Muslim Uighur: “Situasi di Negara Kami Tidak Manusiawi”
Adil Abduqadir, seorang etnis Uighur yang tinggal di pengasingan, meninggalkan rumahnya di Prefektur Hotan (di China, Hetian), di Daerah Otonomi Xinjiang Uighur (XUAR), ke Turki bersama istrinya pada Maret tahun lalu untuk menghindari aborsi paksa karena dia hamil dengan anak kelima mereka, yang melanggar “kebijakan keluarga berencana” di negara itu.
Sebulan kemudian, pihak berwenang di XUAR mulai memenjarakan dan menahan Muslim Uighur yang dituduh menyembunyikan “keagamaan yang kuat” dan “secara politis tidak benar” dalam “kamp pendidikan ulang” di seluruh wilayah, di mana anggota kelompok etnis telah lama mengeluhkan diskriminasi tanpa henti, penindasan agama, dan penindasan budaya di bawah kekuasaan China.

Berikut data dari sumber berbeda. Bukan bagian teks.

PR #330, opened 2020-12-04
Add support of base64://CONTENT in -tidb-config, -tikv-config and -pd-config

ofey404:

https://github.com/pingcap/tipocket/issues/324

`-tikv-config`, `-tidb-config`, `-pd-config` support base64 encoded configuration.

Example:
```bash
bin/bank2 ...{other flags}... -tikv-config="base64://bG9nLWxldmVsID0gIndhcm5pbmciCg=="
```

Generate base64 string
```bash
$ cat tikv-test-config.toml ; base64 tikv-test-config.toml 
log-level = "warning"
bG9nLWxldmVsID0gIndhcm5pbmciCg==
```

### Check List 

Tests 

 - Unit test

Code changes

 - Has Go code change

Related changes

```release-note
add base64 support of -tikv-config, -tidb-config, -pd-config
eg:
    -tikv-config="base64://bG9nLWxldmVsID0gIndhcm5pbmciCg=="
```


pkg/test-infra/tidb/operation.go
```diff
@@ -459,6 +468,37 @@ func getTidbDiscoveryService(tc *v1alpha1.TidbCluster) *corev1.Service {
 	}
 }
 
+func parseConfig(config string) (string, error) {
```
cosven, line 471: How about checking scheme first and then fallback to old behaviour?
I think we need not to check if the config file exists here. It is checked in `readFileAsString`.
Think about the case when the config value is empty.

pkg/test-infra/tidb/operation.go
```diff
@@ -459,6 +468,37 @@ func getTidbDiscoveryService(tc *v1alpha1.TidbCluster) *corev1.Service {
...
+		}
+		var configData string = ""
+		switch u.Scheme {
+		case "base64":
+			// When parse url like "base64://BASE64CONTENT", BASE64CONTENT would be parsed in url.Host
+			configData, err = readBase64AsString(u.Host)
+			if err != nil {
+				return "", err
+			}
+			fmt.Print(configData)
```
cosven, line 495: remove the debug statement

cosven (commented):
rest LGTM

pkg/test-infra/tidb/operation.go
ofey404: You are right.

pkg/test-infra/tidb/operation.go
ofey404: removed.

pkg/test-infra/tidb/operation.go
```diff
@@ -459,6 +467,32 @@ func getTidbDiscoveryService(tc *v1alpha1.TidbCluster) *corev1.Service {
...
+	}
+	switch u.Scheme {
+	case "base64":
+		// An workaround: When parse url like "base64://BASE64CONTENT", BASE64CONTENT would be parsed in url.Host
+		configData, err = readBase64AsString(u.Host)
+		if err != nil {
+			return "", err
+		}
+	default:
+		return "", fmt.Errorf("not a supported scheme: %s\nsupported schemes like base64://BASE64CONTENT", config)
```
cosven, line 490: Generally, we do not insert `newline` in error message.

cosven (approved):

pkg/test-infra/tidb/operation.go
mahjonp: I agree with you.

mahjonp (approved):
LGTM 💯

pkg/test-infra/tidb/operation.go
ofey404: Have removed it.

PR #336, opened 2020-12-17
Support run preparation sqls for TiDB clusters

sticnarf:

Sometimes we need to set some global variables or do some other preparations to the TiDB cluster. With this PR, we can pass these preparation SQLs through arguments.

```release-note
NONE
```

### DIFF
--- a/pkg/core/db.go
+++ b/pkg/core/db.go
@@ -26,13 +26,21 @@ type NoopDB struct {
 
 // SetUp initializes the database.
 func (NoopDB) SetUp(ctx context.Context, nodes []cluster.Node, node cluster.Node) error {
-	prepareSQL := fixture.Context.TiDBClusterConfig.PrepareSQL
-	if len(prepareSQL) > 0 && node.Component == cluster.TiDB {
+	isFirstTiDB := false
+	for _, n := range nodes {
+		if n.Component == cluster.TiDB {
+			isFirstTiDB = n == node
+			break
+		}
+	}
+
+	// Run prepare SQLs
+	if isFirstTiDB {
 		db, err := sql.Open("mysql", fmt.Sprintf("root@tcp(%s:%d)/test?multiStatements=true", node.IP, node.Port))
 		if err != nil {
 			return err
 		}
-		if _, err = db.Exec(prepareSQL); err != nil {
+		if _, err = db.Exec(fixture.Context.TiDBClusterConfig.PrepareSQL); err != nil {
 			return err
 		}
 		if err = db.Close(); err != nil {
@@ -40,8 +48,6 @@ func (NoopDB) SetUp(ctx context.Context, nodes []cluster.Node, node cluster.Node
 		}
 		// Wait until global variables take effect
 		time.Sleep(2100 * time.Millisecond)
-		// Only need to run once
-		fixture.Context.TiDBClusterConfig.PrepareSQL = ""
 	}
 	return nil
 }
--- a/pkg/core/db.go
+++ b/pkg/core/db.go
@@ -2,7 +2,10 @@ package core
 
 import (
 	"context"
+	"database/sql"
 	"fmt"
+	"github.com/pingcap/tipocket/pkg/test-infra/fixture"
+	"time"
 
 	"github.com/pingcap/tipocket/pkg/cluster"
 )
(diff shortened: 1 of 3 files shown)


pkg/test-infra/tidb/operation.go
```diff
@@ -189,6 +190,9 @@ func (o *Ops) Apply() error {
 	if err := o.waitTiDBReady(tc, fixture.Context.WaitClusterReadyDuration); err != nil {
 		return err
 	}
+	if err := o.runPreparationSQL(); err != nil {
```
mahjonp, line 193: I prefer to run the preparation sql on `func (c *Controller) setUpDB()`:

```
// SetUp initializes the database.
func (NoopDB) SetUp(ctx context.Context, nodes []cluster.Node, node cluster.Node) error {
        ...
	return nil
}
```

pkg/core/db.go
```diff
@@ -23,6 +26,23 @@ type NoopDB struct {
 
 // SetUp initializes the database.
 func (NoopDB) SetUp(ctx context.Context, nodes []cluster.Node, node cluster.Node) error {
+	prepareSQL := fixture.Context.TiDBClusterConfig.PrepareSQL
+	if len(prepareSQL) > 0 && node.Component == cluster.TiDB {
+		db, err := sql.Open("mysql", fmt.Sprintf("root@tcp(%s:%d)/test", node.IP, node.Port))
```
mahjonp, line 31: I suggest adding `multiStatements=true` To support multiple statements.

```suggestion
		db, err := sql.Open("mysql", fmt.Sprintf("root@tcp(%s:%d)/test?multiStatements=true", node.IP, node.Port))
```

pkg/core/db.go
```diff
@@ -2,7 +2,10 @@ package core
 
 import (
 	"context"
+	"database/sql"
 	"fmt"
+	"github.com/pingcap/tipocket/pkg/test-infra/fixture"
```
mahjonp, line 7: reorg imports

mahjonp (commented):
Rest LGTM. @cosven PTAL

pkg/core/db.go
```diff
@@ -23,6 +26,23 @@ type NoopDB struct {
...
+		if _, err = db.Exec(prepareSQL); err != nil {
+			return err
+		}
+		if err = db.Close(); err != nil {
+			return err
+		}
+		// Wait until global variables take effect
+		time.Sleep(2100 * time.Millisecond)
+		// Only need to run once
+		fixture.Context.TiDBClusterConfig.PrepareSQL = ""
```
cosven, line 44: It seems that it may run for multiple times

```golang
func (c *Controller) syncNodeExec(f func(i int)) {
        var wg sync.WaitGroup
        n := len(c.cfg.Nodes)
        wg.Add(n)
        for i := 0; i < n; i++ {
                go func(i int) {
                        defer wg.Done()
                        f(i)
                }(i)
        }
        wg.Wait()
}

func (c *Controller) setUpDB() {
        log.Infof("begin to set up database")
        c.syncNodeExec(func(i int) {
                log.Infof("begin to set up database on %s", c.cfg.Nodes[i])
                db := core.GetDB(c.cfg.DB)
                err := db.SetUp(c.ctx, c.cfg.Nodes, c.cfg.Nodes[i])
                if err != nil {
                        log.Fatalf("setup db %s at node %s failed %v", c.cfg.DB, c.cfg.Nodes[i], err)
                }
        })
}
```

pkg/core/db.go
```diff
@@ -23,6 +26,23 @@ type NoopDB struct {
...
+			return err
+		}
+		if _, err = db.Exec(prepareSQL); err != nil {
+			return err
+		}
+		if err = db.Close(); err != nil {
+			return err
+		}
+		// Wait until global variables take effect
+		time.Sleep(2100 * time.Millisecond)
```
cosven, line 42: How about waiting in test case logic?

pkg/core/db.go
sticnarf: Yes. So we clear this config here to avoid running it multiple times.

pkg/core/db.go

Ketika Abduqadir mengetahui kebijakan baru di XUAR, dia memilih untuk tidak pulang ke rumah, di mana dia dan istrinya kemungkinan akan menghadapi penganiayaan dan penangkapan.

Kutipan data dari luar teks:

PR #349, opened 2021-01-27
feat: support log volume binding

mahjonp:

Since the TiDB-Operator has supported mounting PV into containers, this PR updates recommend TiDB ops configuration with a log PV binding with TiDB container and save all main component log into PVs.

### Check List 

Tests 

Code changes

 - Has Go code change

Side effects

Related changes

```release-note
NONE
```

### DIFF
--- a/pkg/test-infra/tidb/template.go
+++ b/pkg/test-infra/tidb/template.go
@@ -74,7 +74,8 @@ then
 fi
 echo "start tidb-server ..."
 echo "/tidb-server ${ARGS}"
-/tidb-server ${ARGS} 2>&1 | tee /var/log/tidblog/tidb.log
+/tidb-server ${ARGS} 2>&1 | tee -a /var/log/tidblog/tidb.log
+#                               ^^: append mode
 `))
 
 // StartScriptModel ...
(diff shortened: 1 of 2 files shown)


pkg/test-infra/tidb/template.go
```diff
@@ -74,7 +74,8 @@ then
 fi
 echo "start tidb-server ..."
 echo "/tidb-server ${ARGS}"
-exec /tidb-server ${ARGS}
+/tidb-server ${ARGS} 2>&1 | tee -a /var/log/tidblog/tidb.log
+#                               ^^: append mode
```
cosven, line 78: How about set log-file to `/var/log/tidblog/tidb.log` in config file?

Pros: 
* It will auto rotate log
* configurable
* daily run case are controlled by admin, we can ensure that these cases use correct config

mahjonp: That's troubling to me, I need such a tool to help me:
1. run the tikv-server in the background
2. log tail tikv.log to stdout
3. exit with the exit-code when tikv-server exits

mahjonp: resolve in 448bc24

mahjonp:
Resolve the log store and avoid loss issue that has recorded in #321

cosven:
LGTM
cc @ofey404

cosven (approved):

Dalam wawancara baru-baru ini, Abduqadir mengatakan kepada Dinas Uighur Radio Free Asia (RFA) bahwa sejak dia meninggalkan China, ibunya dijatuhi hukuman 10 tahun penjara, kakak laki-lakinya dipenjara selama lima setengah tahun, dan empat anak lainnya dikirim ke Hotan -disebut Loving Heart Kindergarten– untuk pemuda Uighur yang wali mereka telah ditahan, dimana mereka tidak bebas untuk pergi. Sejak itu ia telah membentuk kampanye untuk membebaskan anak-anaknya dan anak-anak Uighur lainnya di XUAR.
Penahanan massal yang dilakukan rezim komunis itu telah membuat kehancuran keluarga merupakan kejadian yang terlalu umum di wilayah tersebut. Dilansir dari RFA kemudian diterjemahkan Sirajuddin Muslim, inilah kisah Adil Abduqadir.

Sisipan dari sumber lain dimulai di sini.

PR #357, opened 2021-02-02
chore: uses the `hostname.subdomain.namespace.svc` format node ip

mahjonp:

This PR uses the `hostname.subdomain.namespace.svc` format node ip

### Check List 

Tests 

 - Unit test
 - E2E test
 - No code

Code changes

 - Has Go code change

Side effects

Related changes

```release-note
NONE
```

### DIFF
--- a/pkg/cluster/cluster.go
+++ b/pkg/cluster/cluster.go
@@ -59,7 +59,7 @@ type Node struct {
 
 // String ...
 func (node Node) String() string {
-	return fmt.Sprintf("node[ns=%s,ip=%s:%d]", node.PodName, node.IP, node.Port)
+	return fmt.Sprintf("node[ns=%s,ip=%s:%d]", node.Namespace, node.IP, node.Port)
 }
 
 // ClientNode is TiDB's exposed endpoint, can be a nodeport, or downgrade cluster ip
--- a/pkg/cluster/cluster.go
+++ b/pkg/cluster/cluster.go
@@ -59,7 +59,7 @@ type Node struct {
 
 // String ...
 func (node Node) String() string {
-	return fmt.Sprintf("%s %s:%d", node.PodName, node.IP, node.Port)
+	return fmt.Sprintf("node[ns=%s,ip=%s:%d]", node.PodName, node.IP, node.Port)
 }
 
 // ClientNode is TiDB's exposed endpoint, can be a nodeport, or downgrade cluster ip
@@ -78,7 +78,7 @@ func (clientNode ClientNode) Address() string {
 
 // String ...
 func (clientNode ClientNode) String() string {
-	return fmt.Sprintf("%s %s:%d", clientNode.ClusterName, clientNode.IP, clientNode.Port)
+	return fmt.Sprintf("client_node[ns=%s,ip=%s:%d]", clientNode.Namespace, clientNode.IP, clientNode.Port)
 }
 
 // Cluster interface
--- a/pkg/test-infra/tidb/operation.go
+++ b/pkg/test-infra/tidb/operation.go
@@ -613,7 +613,7 @@ func getTiDBServicePort(svc *corev1.Service) int32 {
 			return port.Port
 		}
 	}
-	return 0
+	panic("couldn't find the tidb exposed port")
 }
 
 // GetTiDBConfig is used for Matrix-related setups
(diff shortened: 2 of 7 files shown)


pkg/cluster/cluster.go
```diff
@@ -59,7 +59,7 @@ type Node struct {
 
 // String ...
 func (node Node) String() string {
-	return fmt.Sprintf("%s %s:%d", node.PodName, node.IP, node.Port)
+	return fmt.Sprintf("node[ns=%s,ip=%s:%d]", node.PodName, node.IP, node.Port)
```
cosven, line 62: ns=podname?

pkg/test-infra/tidb/operation.go
```diff
@@ -108,23 +111,36 @@ func (o *Ops) GetNodes() ([]cluster.Node, error) {
...
+		}
+		clientNodes = append(clientNodes, cluster.ClientNode{
+			Namespace:   o.ns,
+			ClusterName: o.name,
+			IP:          svc.Spec.ClusterIP,
+			Port:        getTiDBServicePort(svc),
+		})
+	} else {
+		// If case isn't running on k8s pod, uses nodeIP:tidb_port as clientNode for conveniently debug on local
+		ips, err := util.GetNodeIPs(o.cli, o.ns, map[string]string{"app.kubernetes.io/instance": o.name})
```
cosven, line 127: It seems that this will not work on our new K8s since the name looks like `idc-5-46`.

pkg/test-infra/tidb/operation.go
```diff
@@ -108,23 +111,36 @@ func (o *Ops) GetNodes() ([]cluster.Node, error) {
...
+	if util.IsInK8sPodEnvironment() {
+		svc, err := o.getTiDBServiceByClusterName(o.ns, o.name)
+		if err != nil {
+			return nil, err
+		}
+		clientNodes = append(clientNodes, cluster.ClientNode{
+			Namespace:   o.ns,
+			ClusterName: o.name,
+			IP:          svc.Spec.ClusterIP,
+			Port:        getTiDBServicePort(svc),
```
cosven, line 123: Maybe we shoud raise an error If the `getTiDBServicePort` returns 0?

pkg/cluster/cluster.go
mahjonp: Thanks and resolved on 504f4fdfe0c72ac9fc445a264a5d3469c991b9d9.

pkg/test-infra/tidb/operation.go
mahjonp: I rename it to `GetNodeIPsFromPod(cli client.Client, namespace string, podLabels map[string]string)`, the 3rd parameter is the pod labels.

pkg/test-infra/tidb/operation.go
mahjonp: Resolved on 7c88cd78099cc909c51233ae5538d27172fcac22. For convenient, panic if not expect.

pkg/test-infra/tidb/operation.go
```diff
@@ -108,23 +111,36 @@ func (o *Ops) GetNodes() ([]cluster.Node, error) {
...
+		if err != nil {
+			return nil, err
+		} else if len(ips) == 0 {
+			return nil, errors.New("k8s node not found")
+		}
+		svc, err := o.getTiDBServiceByClusterName(o.ns, o.name)
+		if err != nil {
+			return clientNodes, err
+		}
+		clientNodes = append(clientNodes, cluster.ClientNode{
```
ofey404, line 137: Maybe it's off-topic, but it seems that `GetClientNodes()` will only return one `ClientNode` in an array. Is this for backward compatibility?

ofey404 (commented):
Look good to me.

pkg/test-infra/tidb/operation.go
mahjonp: The concept `clientNode` is borrowed from Jepsen but there are a few differences against Jepsen.

In Jepsen, each client connects to different tidb-servers(deployed on docker-swarm), but because of the existence of service(as a load balancer) on K8s, the client can connect to tidb-servers through the service, so we simplify it to only one ClientNode on TiPocket.

cosven (approved):

PR #358, opened 2021-02-03
*: uses Jsonnet to generate argo workflow

### LINKED ISSUE #208: manage argo workflows or templates using config management tools
## Feature Request

It would be nice if we can manage the argo workflows and argo templates using some config management tools like helm, jsonnet or kustomize.

It is really a pain to manage all of these manually.

### LINKED ISSUE #355: randomize generated namespace name
## Feature Request

**Is your feature request related to a problem? Please describe:**

When apply workflow to argo, the workflow will stuck if there already is a tidb cluster in given namespace.
It can be triggered by applying same workflow twice.

**Describe the feature you'd like:**

Add a ramdom suffix to generated namespace name, so that workflows can run in different namespaces.

mahjonp:

Handwriting argo workflow is very troublesome.

close #355 close #208  and also #321 case writing part:

```
编写完用例后，需要编写相应的 yaml 文件
yaml 文件大部分内容是 重复 的，而且文件行数比较多，编写、review、维护 都很心累
```

This PR uses Jsonnet to make life easy.

For example, If I have written a test case named `list-append` which has three parameters: tablecount, read_lock, txn_mode.

To let it runnable, I need to fill on the metadata about list-append case on [lib/case.jsonnet](./lib/case.jsonnet) just like below:

```jsonnet
list_append(args={ tablecount: '7', read_lock: '"FOR UPDATE"', txn_mode: 'pessimistic' })::
  [
    '/bin/append',
    '-table-count=%s' % args.tablecount,
    '-read-lock=%s' % args.read_lock,
    '-txn-mode=%s' % args.txn_mode,
  ],
```

Looks simple right? Jsonnet is a simple extension of JSON, on above I define a function named list_append which has three arguments, and returns an array.

After fill on the testcase metadata, I should write a workflow file on [workflow/list-append.jsonnet](./workflow/list-append.jsonnet), it's content:

```jsonnet
{
  _config+:: {
    case_name: 'list_append',
    image_name: 'hub.pingcap.net/qa/tipocket',
    args+: {
      // k8s configurations
      'storage-class': 'local-storage',
      // client configurations
      client: 5,
      'request-count': 100000,
      round: 10,
    },
    command: { tablecount: '7', read_lock: '"FOR UPDATE"', txn_mode: 'pessimistic' },
  },
}
```

Explain a little here, `_config+` means override some key-value defined on [lib/config.jsonnet](./lib/config.jsonnet).

On the `args+` part, I set `storage-class`, `client` and `round` etc parameters declared on the `fixture.go` file which is the common flag all over test cases.

Then, the `command` field is set to invoke list_append case with 7 tables, use `FOR UPDATE` as the read_lock.

Now I could run `make build_workflow` to generate the workflow file.

```bash
$ make build_workflow
find run -name "*.jsonnet" | xargs -I{} jsonnetfmt -i {}
rm -rf run/manifest/*
find run/workflow -name "*.jsonnet" -type f -exec basename {} \;  | xargs -I% sh -c 'jsonnet run/workflow/% -J run/lib | yq eval -P - > run/manifest/%.yaml'
```

Lucky, everything goes well. ☺

### Check List 

Tests 

 - Unit test
 - E2E test
 - No code

Code changes

 - Has Go code change

Side effects

Related changes

```release-note
NONE
```


cosven (approved):
LGTM

yeya24:
This is great! Perfect work.

run/lib/argo/cron_workflow.jsonnet
```diff
@@ -0,0 +1,91 @@
+{
```
yeya24, line 1: Usually, libraries use `.libsonnet` as file extension name.

mahjonp: Thanks for your comment. Got it. @yeya24

PR #377, opened 2021-03-02
tests/vbank: add a flag to set conn params

zyguan:
Signed-off-by: zyguan <zhongyangguan@gmail.com>

Cannot specify connection parameters currently.

### Check List 

Add a flag to allow us set connection parameters so that we can enable some new features (like async-commit, clustered index) by system variables, (eg. `-conn_params='tidb_enable_async_commit=1&tidb_enable_1pc=1'`)

Tests 

Code changes

 - Has Go code change

Side effects

 - None

Related changes

 - None

```release-note
NONE
```


mahjonp (approved):
lgtm

sticnarf (approved):
LGTM. I just know this way. Then we don't need `prepareSql` to enable async commit/1PC.

mahjonp:
> LGTM. I just know this way. Then we don't need `prepareSql` to enable async commit/1PC.

I like this way too.

PR #380, opened 2021-03-04
add stale read test

NingLin-P:
### Check List 

Tests 

 - Unit test
 - E2E test
 - No code

Code changes

 - Has Go code change

Side effects

Related changes

```release-note
NONE
```


testcase/stale-read/client.go
```diff
@@ -0,0 +1,319 @@
...
+
+// NextRequest
+func (s *staleRead) NextRequest() interface{} {
+	panic("implement me")
+}
+
+// DumpState
+func (s *staleRead) DumpState(ctx context.Context) (interface{}, error) {
+	panic("implement me")
+}
```
mahjonp, line 319: All these methods aren't necessary, you can delete them.

mahjonp (commented):
Rest LGTM, I just take a brief look

testcase/stale-read/client.go
```diff
@@ -0,0 +1,306 @@
...
+			return
+		default:
+			time.Sleep(s.RequestInterval)
+			count++
+		}
+	}
+}
+
+func (s *staleRead) staleRead(ctx context.Context, conn *sql.Conn, t time.Time, ids []int) (map[int]string, uint64, error) {
+	txn, err := conn.BeginTx(ctx, &sql.TxOptions{})
```
Yisaer, line 194: `BeginTx` here will directly send `begin` to sql server. I think we should use `ExecuteContext` to begin a stale transaction by `conn.BeginTx(ctx, "START TRANSACTION READ ONLY AS OF TIMESTAMP...") `

Yisaer (commented):
REST lgtm

testcase/stale-read/client.go
NingLin-P: `conn.BeginTx(ctx, "START TRANSACTION READ ONLY AS OF TIMESTAMP...")` not match the function signature `func (*sql.Conn).BeginTx(ctx context.Context, opts *sql.TxOptions)`, I use the `SET TRANSACTION READ ONLY AS OF TIMESTAMP` instead, PTAL

Yisaer (approved):

PR #388, opened 2021-03-17
*: allow to customize cluster-name by flag

zyguan:
Signed-off-by: zyguan <zhongyangguan@gmail.com>

There are too many combinations even for running a single case binary, eg. test args, tidb versions. Currently we create a namespace for each test run, which may lead to too many namespaces.

This PR allow user to customize cluster-name by flag, so that we can run cases in same namespace.

### Check List 

Tests 

Code changes

 - Has Go code change

Side effects

 - None

Related changes

 - None

```release-note
NONE
```


mahjonp (approved):
lgtm

PR #756, opened 2017-06-16
Warning in patient.materialize if the user session expires

hossenlopp:
Addressing an issue for users who leave their Bonnie tab open overnight and try to continue using it...

sessionexpired

The existing alert said there is something wrong with the patient data. No indication that they need to reload.


c-monkey:
Are you planning on cherry picking or repeating this change into the cql4bonnie branch?

hossenlopp:
@c-monkey Should we just wait for the rebase on master? Or is this something needed now? There may also be other places that the session expiration errors could arise. So this may be an incomplete solution.

c-monkey:
Fair enough. I am planning on deploying a new cql4bonnie release this afternoon, but not to production yet, so was curious only for that reason.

Abduqadir: Saya memutuskan untuk pergi bersama istri saya ke Istanbul pada Maret 2017 karena di negara kami adalah ilegal memiliki lebih dari dua anak. Saya sudah punya empat anak [di mana saya harus menyuap pejabat lokal] dan istri saya hamil dengan anak kelima kami.
Di wilayah saya biasanya sangat sulit untuk mendapatkan paspor, bahkan pada beberapa kesempatan setelah menghabiskan 100.000 yuan (US $ 14.570). Tetapi tiba-tiba [pada tahun 2016] pemerintah mengeluarkan pemberitahuan yang memerintahkan semua rumah tangga untuk mengajukan permohonan paspor dengan biaya 200 yuan (US $ 29), dan pihak berwenang mengeluarkannya kepada hampir semua orang —bahkan mereka yang memiliki tanda hitam terhadap nama mereka. Selama periode itu, saya memperoleh paspor untuk istri saya.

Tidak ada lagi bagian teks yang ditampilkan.